# [Problem details]
Every line of the records below that holds the word "spdlog" should be copied out.

# [Data for review]
══════

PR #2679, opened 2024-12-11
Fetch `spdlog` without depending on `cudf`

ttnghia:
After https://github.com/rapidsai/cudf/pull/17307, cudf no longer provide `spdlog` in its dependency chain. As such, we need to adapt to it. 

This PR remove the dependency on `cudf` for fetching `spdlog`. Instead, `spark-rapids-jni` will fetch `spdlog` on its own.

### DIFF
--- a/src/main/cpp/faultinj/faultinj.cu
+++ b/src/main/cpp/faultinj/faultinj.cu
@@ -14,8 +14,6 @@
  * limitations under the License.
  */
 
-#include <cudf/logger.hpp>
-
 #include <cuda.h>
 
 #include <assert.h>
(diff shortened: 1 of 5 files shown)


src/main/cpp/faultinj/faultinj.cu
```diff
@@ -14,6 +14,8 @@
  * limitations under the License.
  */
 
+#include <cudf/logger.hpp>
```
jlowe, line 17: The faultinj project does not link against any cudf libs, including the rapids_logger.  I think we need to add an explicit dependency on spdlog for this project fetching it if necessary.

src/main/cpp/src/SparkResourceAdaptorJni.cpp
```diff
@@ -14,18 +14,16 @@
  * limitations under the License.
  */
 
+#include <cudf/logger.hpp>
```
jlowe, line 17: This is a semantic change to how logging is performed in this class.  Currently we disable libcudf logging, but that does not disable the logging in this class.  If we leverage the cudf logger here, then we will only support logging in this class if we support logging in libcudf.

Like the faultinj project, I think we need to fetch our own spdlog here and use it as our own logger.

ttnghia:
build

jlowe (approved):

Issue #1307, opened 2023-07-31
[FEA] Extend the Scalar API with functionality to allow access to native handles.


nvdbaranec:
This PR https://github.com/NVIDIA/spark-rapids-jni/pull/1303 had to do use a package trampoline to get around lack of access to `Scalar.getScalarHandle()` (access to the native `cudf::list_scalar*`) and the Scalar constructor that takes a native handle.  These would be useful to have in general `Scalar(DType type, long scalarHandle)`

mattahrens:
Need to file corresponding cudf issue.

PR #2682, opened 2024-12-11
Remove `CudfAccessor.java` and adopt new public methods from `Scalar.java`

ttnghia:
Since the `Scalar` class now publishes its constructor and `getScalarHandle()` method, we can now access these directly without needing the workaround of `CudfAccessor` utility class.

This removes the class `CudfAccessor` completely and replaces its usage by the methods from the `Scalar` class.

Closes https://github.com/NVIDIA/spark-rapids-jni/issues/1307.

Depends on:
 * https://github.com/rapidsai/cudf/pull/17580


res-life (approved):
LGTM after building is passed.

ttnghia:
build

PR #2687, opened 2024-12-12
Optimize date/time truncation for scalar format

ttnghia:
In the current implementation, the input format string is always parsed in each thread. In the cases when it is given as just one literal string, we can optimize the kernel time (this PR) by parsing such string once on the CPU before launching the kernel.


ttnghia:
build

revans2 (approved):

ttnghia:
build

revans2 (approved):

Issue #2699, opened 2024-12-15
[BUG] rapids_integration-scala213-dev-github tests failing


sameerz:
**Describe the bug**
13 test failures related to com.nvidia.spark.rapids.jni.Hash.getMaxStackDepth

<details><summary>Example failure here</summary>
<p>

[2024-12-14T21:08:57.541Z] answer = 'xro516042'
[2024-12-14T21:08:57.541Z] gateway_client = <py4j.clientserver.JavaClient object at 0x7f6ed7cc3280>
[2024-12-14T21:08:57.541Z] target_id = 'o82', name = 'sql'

══════

# [Output of the exercise]
Fetch `spdlog` without depending on `cudf`
After https://github.com/rapidsai/cudf/pull/17307, cudf no longer provide `spdlog` in its dependency chain. As such, we need to adapt to it. 
This PR remove the dependency on `cudf` for fetching `spdlog`. Instead, `spark-rapids-jni` will fetch `spdlog` on its own.
jlowe, line 17: The faultinj project does not link against any cudf libs, including the rapids_logger.  I think we need to add an explicit dependency on spdlog for this project fetching it if necessary.
Like the faultinj project, I think we need to fetch our own spdlog here and use it as our own logger.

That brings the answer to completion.